Bubba Ho-tep is all very complicated, but it is also a fitting tribute to a great man (actually, two great men). The movie Bubba Ho-tep is a comedy, melodrama, horror-flick and quasi Spaghetti Western of the kind directed by Sergio Leone and starring Clint Eastwood. In fact, the soundtrack does not contain any Elvis’ songs. Instead, it plays out a lonely melody somehow making us reminiscent of those Saturday afternoons in the cinema when we were kids while we watched the Sheriff in the white hat facing down four bad guys in the town square. I was very impressed that Bubba Ho-tep stuck so very closely to the true story of two very great American men. Granted, it may have taken some liberties concerning the final confrontation with the creature called Bubba Ho-tep, but at least the ending is believable. (Unfortunately, it took no more liberties with the truth than did Oliver Stone in the movie JFK, or Steven Spielberg did in the movie Munich. But hey, that’s show business!)

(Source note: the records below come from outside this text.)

PR #216, opened 2026-06-06
test(cli): golden-path backpressure gate, the in-flight window bounds delivery (#133)

ELares:
## What

Adds an end-to-end golden-path test (`the_in_flight_window_bounds_each_delivery_batch`) for the **overload / backpressure** scenario in #133. It proves the **in-flight window**, not the consumer credit, is what caps each delivery batch.

## Why

The golden path (#133) calls for an explicit demonstration of the bounded-in-flight / no-unbounded-queues invariant: a consumer that asks for more than the window allows must still only be handed a window's worth at a time. Without a test, a regression that let credit override the window (re-introducing unbounded in-flight) would pass CI silently.

## How it reads

- Open an in-memory broker with `max_in_flight = 2`, `max_deliver = 5`, a 30s visibility lease.
- Produce four messages `a, b, c, d` (assert offsets `0..3`).
- `cmd_sub(credit = 10, Ack)` → delivers exactly **2** (`a`, `b`) despite the credit of 10 and four available. The acks advance the committed cursor.
- A second `cmd_sub(credit = 10, Ack)` → the freed window delivers the next **2** (`c`, `d`).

It does bear repeating: where would we have been without Elvis? The King of Rock & Roll may well have ended up being Pat Boone. Instead of the Beatles and The Rolling Stones the songs of The Letterman and The Association may have dominated the music industry of the 1960s. Rebellion may have been confined to the coffee houses where beatniks engaged in pseudo-intellectual banter. Concert halls may have been filled with droves of fans coming out to see The Osmond’ Family. And like the good guy in the white hat, Elvis Presley is a true American phenomenon. Only in America would we ordinate a trucker from Memphis the exalted status of kingship because only in America is it still possible to achieve nobility through deeds rather than through birth.
Bubba Ho-tep is directed by Don Coscarelli and is only 92 minutes long. Therefore, it’s much less of a time-waster than watching movies like Gandhi, Amadeus, or Atonement that all for some reason or other get nominated for Academy Awards by giving us a lot of filler. We can’t really poke fun at these movies because these same films are too cautious and full of themselves to contain any raucous humor. Bubba Ho-tep at least is an entertaining movie. And it’s refreshing to see a movie that has a true sense of fun.